Una mirada médica

Un ortopedista y una psiquiatra publican un libro que explora la relación entre medicina y escritura. La obra, un lujo editorial, analiza por qué los médicos escriben y su conexión con el dolor humano.
Por Álvaro Bustos González* Que Pablo Rosselli-Cock y Camila Rodríguez de los Ríos hubieran educado a sus hijos de manera exquisita, en varios idiomas, y les hubieran dado la oportunidad de estudiar en Suiza, ya era una razón suficiente para quererlos y sentir por ellos una admiración perdurable. Pero que un ortopedista infantil y una psiquiatra se hayan propuesto escribir una obra hermosa por sus contenidos y litografías, dedicada a los médicos escritores y a los escritores médicos desde la antigüedad hasta nuestros días, es digno de un panegírico. Yo conocí la obra de la que hablo en su estado embrionario. Hoy, publicada por la Universidad del Rosario, es un lujo editorial que debería ser lectura obligada en todas las facultades de medicina del país. ¿Por qué escriben los médicos? Toquen en las tumbas de Galeno, Avicena, Maimónides, Paracelso, Rabelais, John Keats, David Livingstone, Sigmund Freud, Santiago Ramón y Cajal, Pío Baroja y Somerset Maugham, por ejemplo, y esperen una respuesta persuasiva desde el más allá. ¿Será que esa lucha contra el sufrimiento ajeno desata la necesidad de expresar cosas inescrutables o perturbadoras? ¿Bastará la vocación por el arte, como en el caso de Freud, que llegó a vislumbrar a través de la literatura algunas reconditeces del alma humana para poder imaginar la enfermedad de un tratamiento? ¿Era suficiente con que Chéjov tuviera necesidades materiales y fuera hijo de un padre bronco para pasar a la historia como un cuentista magistral? ¿Si la medicina, por sí misma, no enseña a pensar ni a sentir, cómo hacen algunos médicos para producir textos memorables que se afincan en la condición humana?
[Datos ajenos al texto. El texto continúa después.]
PR #5445, opened 2020-03-10
Filter pods through pod list api

sujil02:
Refactored current filter pods flow through the shared pod functions
so filter pod functionalities can be shared between api and cmd.

### DIFF
--- a/cmd/podman/pod_ps.go
+++ b/cmd/podman/pod_ps.go
@@ -4,7 +4,6 @@ import (
 	"fmt"
 	"reflect"
 	"sort"
-	"strconv"
 	"strings"
 	"time"
 
@@ -13,7 +12,6 @@ import (
 	"github.com/containers/libpod/cmd/podman/shared"
 	"github.com/containers/libpod/libpod/define"
 	"github.com/containers/libpod/pkg/adapter"
-	"github.com/containers/libpod/pkg/util"
 	"github.com/docker/go-units"
 	"github.com/pkg/errors"
 	"github.com/spf13/cobra"
@@ -28,8 +26,6 @@ const (
 	CREATED      = "Created"
 	NUM_CTR_INFO = 10
 )
-
-type PodFilter func(*adapter.Pod) bool
 
 var (
 	bc_opts shared.PsOptions
@@ -174,29 +170,23 @@ func podPsCmd(c *cliconfig.PodPsValues) error {
 
 	opts.Format = genPodPsFormat(c)
 
-	var filterFuncs []PodFilter
-	if c.Filter != "" {
-		filters := strings.Split(c.Filter, ",")
-		for _, f := range filters {
-			filterSplit := strings.Split(f, "=")
-			if len(filterSplit) < 2 {
-				return errors.Errorf("filter input must be in the form of filter=value: %s is invalid", f)
-			}
-			generatedFunc, err := generatePodFilterFuncs(filterSplit[0], filterSplit[1])
-			if err != nil {
-				return errors.Wrapf(err, "invalid filter")
-			}
-			filterFuncs = append(filterFuncs, generatedFunc)
-		}
-	}
-
 	var pods []*adapter.Pod
+
+	// If latest is set true filters are ignored.
 	if c.Latest {
 		pod, err := runtime.GetLatestPod()
 		if err != nil {
 			return err
 		}
 		pods = append(pods, pod)
+		return generatePodPsOutput(pods, opts)
+	}
+
+	if c.Filter != "" {
+		pods, err = runtime.GetPodsWithFilters(c.Filter)
+		if err != nil {
+			return err
+		}
 	} else {
 		pods, err = runtime.GetAllPods()
 		if err != nil {
@@ -204,19 +194,7 @@ func podPsCmd(c *cliconfig.PodPsValues) error {
 		}
 	}
 
-	podsFiltered := make([]*adapter.Pod, 0, len(pods))
-	for _, pod := range pods {
-		include := true
-		for _, filter := range filterFuncs {
-			include = include && filter(pod)
-		}
-
-		if include {
-			podsFiltered = append(podsFiltered, pod)
-		}
-	}
-
-	return generatePodPsOutput(podsFiltered, opts)
+	return generatePodPsOutput(pods, opts)
 }
 
 // podPsCheckFlagsPassed checks if mutually exclusive flags are passed together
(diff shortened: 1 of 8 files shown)


cmd/podman/pod_ps.go
```diff
@@ -174,49 +170,20 @@ func podPsCmd(c *cliconfig.PodPsValues) error {
...
-			generatedFunc, err := generatePodFilterFuncs(filterSplit[0], filterSplit[1])
-			if err != nil {
-				return errors.Wrapf(err, "invalid filter")
-			}
-			filterFuncs = append(filterFuncs, generatedFunc)
-		}
-	}
-
 	var pods []*adapter.Pod
-	if c.Latest {
```
mheon: I think we need to retain the `c.Latest` code - that's not a filter, but a separate flag

cmd/podman/shared/pod.go
```diff
@@ -134,4 +137,129 @@ func CreatePortBindings(ports []string) ([]ocicni.PortMapping, error) {
 	return portBindings, nil
 }
 
+func GetPodsWithFilters(r *libpod.Runtime, c *cliconfig.PodPsValues) ([]*libpod.Pod, error) {
+
+	var pods []*libpod.Pod
+	var err error
+	if c.Latest {
```
mheon: I don't know if this should be part of it - @baude Thoughts?

cmd/podman/shared/pod.go
```diff
@@ -134,4 +137,129 @@ func CreatePortBindings(ports []string) ([]ocicni.PortMapping, error) {
 	return portBindings, nil
 }
 
+func GetPodsWithFilters(r *libpod.Runtime, c *cliconfig.PodPsValues) ([]*libpod.Pod, error) {
```
mheon: Comments on public functions are always appreciated

cmd/podman/shared/pod.go
```diff
@@ -134,4 +137,129 @@ func CreatePortBindings(ports []string) ([]ocicni.PortMapping, error) {
...
+		pods, err = GenerateFilterFunctionAndGetPods(r, strings.Split(c.Filter, ","))
+		if err != nil {
+			return nil, err
+		}
+	}
+
+	return pods, nil
+}
+
+func GenerateFilterFunctionAndGetPods(r *libpod.Runtime, filters []string) ([]*libpod.Pod, error) {
```
mheon: Function comment would be appreciated

mheon: Also, should this be public? Looks internal-only

cmd/podman/shared/pod.go
```diff
@@ -134,4 +137,129 @@ func CreatePortBindings(ports []string) ([]ocicni.PortMapping, error) {
...
+		filterFuncs = append(filterFuncs, generatedFunc)
+	}
+	pods, err := r.Pods(filterFuncs...)
+	if err != nil {
+		return nil, err
+	}
+
+	return pods, nil
+}
+func GeneratePodFilterFuncs(filter, filterValue string) (
```
mheon: As above - function comment, and should this be public?

pkg/bindings/test/pods_test.go
```diff
@@ -49,7 +49,6 @@ var _ = Describe("Podman pods", func() {
 		Expect(err).To(BeNil())
 		Expect(response.Config.Name).To(Equal(newpod))
 	})
-
```
mheon: Why was this removed?

pkg/bindings/test/pods_test.go
```diff
@@ -77,14 +76,42 @@ var _ = Describe("Podman pods", func() {
...
 
-		// TODO not working  Because: code to list based on filter
-		// "not yet implemented",
-		// Validate list pod with filters
-		//filters := make(map[string][]string)
-		//filters["name"] = []string{newpod}
-		//filteredPods, err := pods.List(bt.conn, filters)
-		//Expect(err).To(BeNil())
-		//Expect(len(filteredPods)).To(BeNumerically("==", 1))
+		// Validate list pod with status filter
```
mheon: Can these be put in a separate test?

mheon:
@baude PTAL

cmd/podman/shared/pod.go
sujil02: Yeah. As mentioned I am working on the documentation just wanted to get the PR out to validate the code flow.

cmd/podman/shared/pod.go
sujil02: Should I put it back in pod_ps? So, Currently, it's not like that, but do we have to apply pods filter on the latest fetched pod as well if so we will need the flag here.

pkg/bindings/test/pods_test.go
sujil02: Done.

pkg/bindings/test/pods_test.go
sujil02: A typo maybe fixed now.

cmd/podman/shared/pod.go
sujil02: fixed. made private.

cmd/podman/shared/pod.go
sujil02: fixed. made private.

cmd/podman/shared/pod.go
sujil02: Added docs.

cmd/podman/shared/pod.go
mheon: Filters probably should not affect --latest - in fact, I'd go so far as to say filters and `--latest` should conflict.

libpod/runtime_pod.go
```diff
@@ -90,18 +90,16 @@ func (r *Runtime) LookupPod(idOrName string) (*Pod, error) {
...
-		return nil, define.ErrRuntimeStopped
-	}
-
-	pods, err := r.state.AllPods()
+	pods, err := r.GetAllPods()
 	if err != nil {
 		return nil, err
 	}
 
+	return r.FilterPodsWithFilterFunc(pods, filters...)
```
mheon: Why is this changed? I don't see any uses of FilterPodsWithFilterFunc. We also dropped the runtime validity check and lock?

sujil02: Fixed now. I added this to support filters on the latest pod but this is no longer needed.  No, we did not drop that check there or was already a method [GetAllPods](https://github.com/containers/libpod/blob/master/libpod/runtime_pod.go#L121) that does the same just using that.

cmd/podman/pod_ps.go
sujil02: Fixed. The flag is retained.

mheon:
/approve
LGTM
@baude @vrothberg @TomSweeneyRedHat @rhatdan PTAL

TomSweeneyRedHat:
LGTM, nice work @sujil02!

Todo esto se encuentra, sin una respuesta única, por supuesto, en el libro de Pablo y Camila. Pero hay que leerlo para descubrir los misterios que impulsan la escritura de los médicos, cuyo contacto con el dolor es una fuente persistente de reflexiones estéticas. Valga recordar la estela que dejó el psiquiatra Viktor Frankl, surgida de su vivencia en un campo de concentración, cuando se percató de cómo algunos prisioneros se derrumbaban ante las vicisitudes, mientras otros maduraban interiormente, para llegar a concluir que no es el sufrimiento el que moldea al hombre, sino que es el ser humano el que le da sentido al sufrimiento. "La literatura tiene su origen en el sufrimiento", afirmó años después el médico y escritor Manuel Zapata Olivella, y eso parece ser cierto. *Decano, FCS, Unisinú -EBZ-.